Nimr-Hinrichtung: Schiiten weltweit wütend auf Saudi-Arabien
Das Königshaus in Riad war schon immer ein schwieriger Partner. Erschwerend kommt nun hinzu, dass die saudische Führung nach dem Tod von König Abdullah verunsichert wirkt und einen aggressiveren außenpolitischen Kurs einschlägt. Das sunnitische Land interveniert nicht nur mit eigenen Truppen im Jemen, es ist - neben dem schiitischen Teheran - auch einer der maßgeblichen Akteure im Krieg in Syrien.
Dieser Krieg ist eine der Ursachen dafür, dass Hunderttausende Flüchtlinge nach Deutschland kommen. Allein schon aus Eigeninteresse muss Berlin daher an tragfähigen Beziehungen zu Riad gelegen sein, will es auch nur eine Aussicht auf ein Ende des gegenseitigen Abschlachtens bewahren.
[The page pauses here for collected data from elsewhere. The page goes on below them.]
PR #3503, opened 2026-02-11
Add signed SSL cert for *.gumroad.dev

binary-koan:
# Description

## Problem

Connecting the mobile app to a local Gumroad instance is a lot of effort because it's hard to make device simulators trust mkcert self-signed certificates.

## Solution

Added a proper trusted certificate for *.gumroad.dev which nginx will use by default if it's still valid (falling back to mkcert if it expires).

This simplifies mobile app setup and means we can just point it to gumroad.dev by default with no additional steps necessary.

---

# AI Disclosure

Claude Opus 4.5 used for working out the approach and for bash script editing.

### DIFF
--- a/bin/generate_ssl_certificates
+++ b/bin/generate_ssl_certificates
@@ -2,12 +2,6 @@
 
 set -euo pipefail
 
-SCRIPT_DIR="$(cd "$(dirname "${BASH_SOURCE[0]}")" && pwd)"
-PROJECT_DIR="$(cd "$SCRIPT_DIR/.." && pwd)"
-CERTS_DIR="$PROJECT_DIR/docker/local-nginx/certs"
-
-mkdir -p "$CERTS_DIR"
-
 # Check if mkcert is installed
 if ! command -v mkcert &> /dev/null; then
   echo "mkcert is not installed. Please install it first:"
@@ -31,7 +25,7 @@ fi
 # Install local CA if not already installed
 mkcert -install
 
-cd "$CERTS_DIR"
+cd docker/local-nginx/certs
 
 echo "Generating certificates for helperai.dev..."
 mkcert helperai.dev "*.helperai.dev"


binary-koan:
@ershad _a Could you review? I think we can keep mkcert as a fallback (we need it for helper.dev anyway) but lmk if you disagree

bin/generate_ssl_certificates
```diff
@@ -2,43 +2,80 @@
...
+
+# Check if a signed wildcard certificate is available and still valid
+use_signed=false
+if [[ -f "$SIGNED_CERT" && -f "$SIGNED_CA_BUNDLE" && -f "$SIGNED_KEY" ]]; then
+  if openssl x509 -in "$SIGNED_CERT" -noout -checkend 0 2>/dev/null; then
+    expiry=$(openssl x509 -in "$SIGNED_CERT" -noout -enddate 2>/dev/null | cut -d= -f2)
+    echo "Using signed wildcard certificate (expires: $expiry)"
+    use_signed=true
+  else
+    echo "Signed certificate has expired, falling back to mkcert."
```
ershad: We can completely remove mkcert to keep it simple. When the cert expires, we can manually update it in the repo.

bin/generate_ssl_certificates
```diff
@@ -2,43 +2,80 @@
...
+  fi
 fi
 
-# Install local CA if not already installed
-mkcert -install
+if $use_signed; then
+  # Combine cert + CA bundle into a fullchain for nginx
+  cat "$SIGNED_CERT" "$SIGNED_CA_BUNDLE" > "$CERTS_DIR/gumroad_dev.crt"
+  cp "$SIGNED_KEY" "$CERTS_DIR/gumroad_dev.key"
```
ershad: We can directly store the combined cert and private key in `docker/local-nginx/certs` and can avoid these steps? Ideally, we can remove the the whole `bin/generate_ssl_certificates` script.

binary-koan: The script is still needed for `helperai.dev` certificates to run Helper alongside Gumroad locally, so I've just kept that part and removed references from all docs except the Helper setup one. 

If this works well for Gumroad we could consider buying a cert for Helper as well to remove the script entirely.

PR #3508, opened 2026-02-11
fix: persist offer code discount across installment charges

### LINKED ISSUE #1410: Offer code not applied to non-first installments when max usage limit is reached

joshua-deng:
## Summary
- Copies the cached `purchase_offer_code_discount` from the original purchase to subsequent installment/membership charges in `Subscription#build_purchase`, so the discount is preserved even when the offer code is deleted, maxed out, or modified
- Reorders `Purchase#original_offer_code` to check cached discount data before the deleted-code check, with safe navigation for deleted offer codes
- Adds subsequent installment payments to `does_not_count_towards_max_purchases` so product inventory limits don't block existing installment plans

Fixes #1410

## Test plan
- [x] Added spec: offer code discount persists when offer code is deleted
- [x] Added spec: offer code discount persists when offer code reaches max purchases
- [x] Added spec: original discount amount preserved even if offer code amount changes later

---

> [!NOTE]
> This change was made with the assistance of AI (Claude Opus 4.6).

### DIFF
--- a/app/models/purchase.rb
+++ b/app/models/purchase.rb
@@ -1999,7 +1999,7 @@ class Purchase < ApplicationRecord
   end
 
   def does_not_count_towards_max_purchases
-    is_recurring_subscription_charge || is_additional_contribution || is_preorder_charge? || is_gift_receiver_purchase || is_updated_original_subscription_purchase || is_commission_completion_purchase
+    is_recurring_subscription_charge || is_additional_contribution || is_preorder_charge? || is_gift_receiver_purchase || is_updated_original_subscription_purchase || is_commission_completion_purchase || (is_installment_payment && !is_original_subscription_purchase)
   end
 
   # Public: Determine if this purchase is a test purchase by the links owner.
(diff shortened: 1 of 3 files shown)


joshua-deng:
### Self-review

**Root cause:** \`Subscription#build_purchase\` only copied the live \`offer_code\` association to subsequent charges. When the offer code was deleted, expired, or maxed out between installments, \`set_price_and_rate\` couldn't build a \`purchase_offer_code_discount\` from the now-invalid live record, silently dropping the discount.

**Fix approach (per @EmCousin's suggestion):** Uses the existing \`purchase_offer_code_discount\` cached on the original purchase rather than adding new columns. Three changes:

Mit großen Mühen ist es dem Westen zuletzt gelungen, Riad und Teheran zur Teilnahme an den Syrien-Gesprächen in Wien zu bewegen. Saudi-Arabien hat dabei eine Schlüsselrolle übernommen - es versucht, die syrische Opposition zu einigen und will so mithelfen, einen Ausweg aus der verfahrenen Lage zu finden. Ob das realistisch ist und was am Ende dabei herauskommt, weiß im Augenblick niemand. Doch gerade das ist die Aufgabe der Außenpolitik - das scheinbar Unmögliche möglich zu machen.
Im diplomatischen Umgang mit dem stolzen Königshaus in Riad war schon immer viel Fingerspitzengefühl nötig. Dafür braucht es Kontakte, Gesprächskanäle, auch Zurückhaltung, wo sich andere, die nicht im diplomatischen Korsett stecken, deutlichere Worte und Taten wünschen.
Berlin hat einen Vorteil, um den es manche im Westen beneiden: Es unterhält Kontakte zu beiden Seiten, seit dem Atomkompromiss verstärkt wieder zu den Gemäßigten in Teheran und seit Langem zum Königshaus in Riad. Man mag in Deutschland über (noch restriktivere) Rüstungsexporte nachdenken, das wird Saudi-Arabien längst eingepreist haben. Es wäre jedoch fahrlässig, wenn die Bundesregierung in dieser - um es vorsichtig auszudrücken - komplexen Lage ihren Kurs dramatisch ändern würde. Niemandem wäre damit gedient - am wenigsten Deutschland.